What to do:
A verbatim copy of every entry is required.

Stored items:
Start of Block
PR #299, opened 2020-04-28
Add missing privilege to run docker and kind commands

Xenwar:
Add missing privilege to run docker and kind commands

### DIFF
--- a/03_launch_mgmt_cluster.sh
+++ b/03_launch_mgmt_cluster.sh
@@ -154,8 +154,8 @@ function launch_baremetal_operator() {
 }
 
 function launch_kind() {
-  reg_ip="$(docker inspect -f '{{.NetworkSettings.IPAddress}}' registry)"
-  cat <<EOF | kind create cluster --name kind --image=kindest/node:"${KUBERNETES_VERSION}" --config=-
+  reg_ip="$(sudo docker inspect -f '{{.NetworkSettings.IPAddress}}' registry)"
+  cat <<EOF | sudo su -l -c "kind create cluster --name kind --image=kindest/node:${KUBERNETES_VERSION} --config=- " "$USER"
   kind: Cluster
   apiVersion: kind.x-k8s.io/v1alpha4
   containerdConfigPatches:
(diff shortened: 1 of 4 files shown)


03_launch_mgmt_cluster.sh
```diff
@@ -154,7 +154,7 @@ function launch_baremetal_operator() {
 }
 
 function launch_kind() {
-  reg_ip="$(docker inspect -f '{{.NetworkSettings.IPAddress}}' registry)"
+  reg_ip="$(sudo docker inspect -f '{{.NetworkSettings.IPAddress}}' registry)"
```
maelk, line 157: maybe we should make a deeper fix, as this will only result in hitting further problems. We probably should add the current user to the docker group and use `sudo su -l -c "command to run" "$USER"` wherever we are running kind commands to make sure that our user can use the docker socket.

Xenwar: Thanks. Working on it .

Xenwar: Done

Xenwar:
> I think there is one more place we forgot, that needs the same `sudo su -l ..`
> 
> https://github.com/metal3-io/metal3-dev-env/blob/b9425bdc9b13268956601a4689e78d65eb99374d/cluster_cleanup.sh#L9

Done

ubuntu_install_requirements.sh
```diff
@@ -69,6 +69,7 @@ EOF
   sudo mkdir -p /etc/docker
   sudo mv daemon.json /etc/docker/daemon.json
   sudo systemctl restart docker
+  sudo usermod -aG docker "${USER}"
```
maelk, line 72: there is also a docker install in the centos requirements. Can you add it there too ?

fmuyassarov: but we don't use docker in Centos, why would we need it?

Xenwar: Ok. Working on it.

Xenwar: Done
End of Block
Task answer:
PR #299, opened 2020-04-28
Add missing privilege to run docker and kind commands

Xenwar:
Add missing privilege to run docker and kind commands

### DIFF
--- a/03_launch_mgmt_cluster.sh
+++ b/03_launch_mgmt_cluster.sh
@@ -154,8 +154,8 @@ function launch_baremetal_operator() {
 }
 
 function launch_kind() {
-  reg_ip="$(docker inspect -f '{{.NetworkSettings.IPAddress}}' registry)"
-  cat <<EOF | kind create cluster --name kind --image=kindest/node:"${KUBERNETES_VERSION}" --config=-
+  reg_ip="$(sudo docker inspect -f '{{.NetworkSettings.IPAddress}}' registry)"
+  cat <<EOF | sudo su -l -c "kind create cluster --name kind --image=kindest/node:${KUBERNETES_VERSION} --config=- " "$USER"
   kind: Cluster
   apiVersion: kind.x-k8s.io/v1alpha4
   containerdConfigPatches:
(diff shortened: 1 of 4 files shown)


03_launch_mgmt_cluster.sh
```diff
@@ -154,7 +154,7 @@ function launch_baremetal_operator() {
 }
 
 function launch_kind() {
-  reg_ip="$(docker inspect -f '{{.NetworkSettings.IPAddress}}' registry)"
+  reg_ip="$(sudo docker inspect -f '{{.NetworkSettings.IPAddress}}' registry)"
```
maelk, line 157: maybe we should make a deeper fix, as this will only result in hitting further problems. We probably should add the current user to the docker group and use `sudo su -l -c "command to run" "$USER"` wherever we are running kind commands to make sure that our user can use the docker socket.

Xenwar: Thanks. Working on it .

Xenwar: Done

Xenwar:
> I think there is one more place we forgot, that needs the same `sudo su -l ..`
> 
> https://github.com/metal3-io/metal3-dev-env/blob/b9425bdc9b13268956601a4689e78d65eb99374d/cluster_cleanup.sh#L9

Done

ubuntu_install_requirements.sh
```diff
@@ -69,6 +69,7 @@ EOF
   sudo mkdir -p /etc/docker
   sudo mv daemon.json /etc/docker/daemon.json
   sudo systemctl restart docker
+  sudo usermod -aG docker "${USER}"
```
maelk, line 72: there is also a docker install in the centos requirements. Can you add it there too ?

fmuyassarov: but we don't use docker in Centos, why would we need it?

Xenwar: Ok. Working on it.

Xenwar: Done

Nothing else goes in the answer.